29. Runtime Asset management
• Everything other than code that
constitutes the game.
• Consider going beyond simple files.
• Consider treating asset management
more like writing a DBMS, than a file
system.
• Consider integrating asset fingerprinting,
change management, versioning, change
detection, hot reloading, etc.
• Consider asynchronous operations.
30. Time
• Do NOT underestimate time management.
• Never just use direct calls to OS to get the time for game
subsystems.
• Familiarize yourself with higher-resolution timers
(RDTSC, QueryPerformanceCounter(),
gettimeofday(), ...)
• Familiarize yourself with multi-core issues, power
management issues, Windows issues(!), user issues,...
• Consider the difference between wall clock, game clock,
camera clock, level clock, animation clock, etc.
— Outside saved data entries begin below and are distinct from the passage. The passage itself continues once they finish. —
PR #1301, opened 2020-02-18
ENH: add a message to reset the user position on a motor

tacaswell:
This came up at JPLS at NSLS-II.  Due to their geometry and the fact
that their sample is fluid and evaporates, they need to frequently
reset the user position.

attn @prjemian

### DIFF
--- a/bluesky/plan_stubs.py
+++ b/bluesky/plan_stubs.py
@@ -1084,3 +1084,43 @@ def repeat(plan, num=1, delay=None):
                     yield Msg('sleep', None, d)
 
     return (yield from repeated_plan())
+
+
+def reset_user_position(obj, value, *, verbose=False):
+    """
+    Repeat a plan num times with delay and checkpoint between each repeat.
+
+    This is different from ``repeater`` and ``caching_repeater`` in that it
+    adds ``checkpoint`` and optionally ``sleep`` messages if delay is provided.
+    This is intended for users who need the structure of ``count`` but do not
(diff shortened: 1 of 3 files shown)


tacaswell:
This is currently registered onto the RE in the JPLS profile, I wanted to hoist this up here to make sure it did not get lost.  I'm on board with holding off merging this for a while.

The innards of `set_current_position` need to be atomic from the POV of the RunEngine so I don't think we can make it purely a plan.

Maybe we need to add a module-level registry of messages (currently the registry lives on the RE instance so if you want to be a third-party package that sources messages you need to get a hold of the RE that the user is using)?  Maybe entry points?

prjemian:
This is a three line plan in apstools (sending link later).  These steps

Put motor record into SET
write new position to VAL
put into USE

The signals are already past of EpicsMotor

What additional complexity is needed?

tacaswell:
What happens if the plan gets interrupted after it is put in SET mode but before it is put back into USE mode?

danielballan:
@prjemian: If interrupted mid-stream, human intervention is required. Automatic recover is not possible, too likely to result in undefined / unintended behavior. That would just be an unavoidable risk of using this `Msg` type in a plan.

tacaswell:
The point of adding this Msg type is to make the possibility of being left in a super weird state as low as possible.

stan-dot:
this is covered here now  https://github.com/bluesky/bluesky/pull/1778 , closing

• The more time you put in time, the better the times you'll
have when the time of debugging time comes!
31. Screen capture and Game Replay
• Capturing still images is a must.
• Capturing video is a big plus.
• Capturing metadata (DEM files, anyone?) to be
able to replay a scenario is a huge plus.
• The game replay subsystem can be
implemented with varying levels of complexity
and functionality. Even a simple system can
have considerable benefits.
32. Runtime Statistics
• Please invest in this!
• You must know your own game. This is
one very good way.
• Anything from frame-rate and tri-count to
number of memory allocations and file
accesses per frame, per second or per-
level.
• Find interesting ways to display these
data.
33. Automated Testing
• Full unit testing is the Holy Grail!
• Testing of games and features is usually very
time consuming. Any automation helps.
• Any change in code or assets can have
undesired side-effects: regression testing.
• You can even have automatic screen-shot
comparisons!
• Auto test non-visual parts, if you can't manage
more sophisticated methods.
34. Questions?
"I know that you believe that you
understood what you think I said, but I
am not sure you realize that what you
heard is not what I meant.”
This is a modified version of what I presented at CGS10 in Sharif University. A few slides has been added.
Hungarian Notation: The idea is to add information about the usage of a value to the name of its variable. Commonly, the only information added is about the type (e.g. pFoo for a pointer or dwHeight for a DWORD) which is useless and stupid. This is not how the concept was intended to be employed.
Did I mention that static and global data are evil?!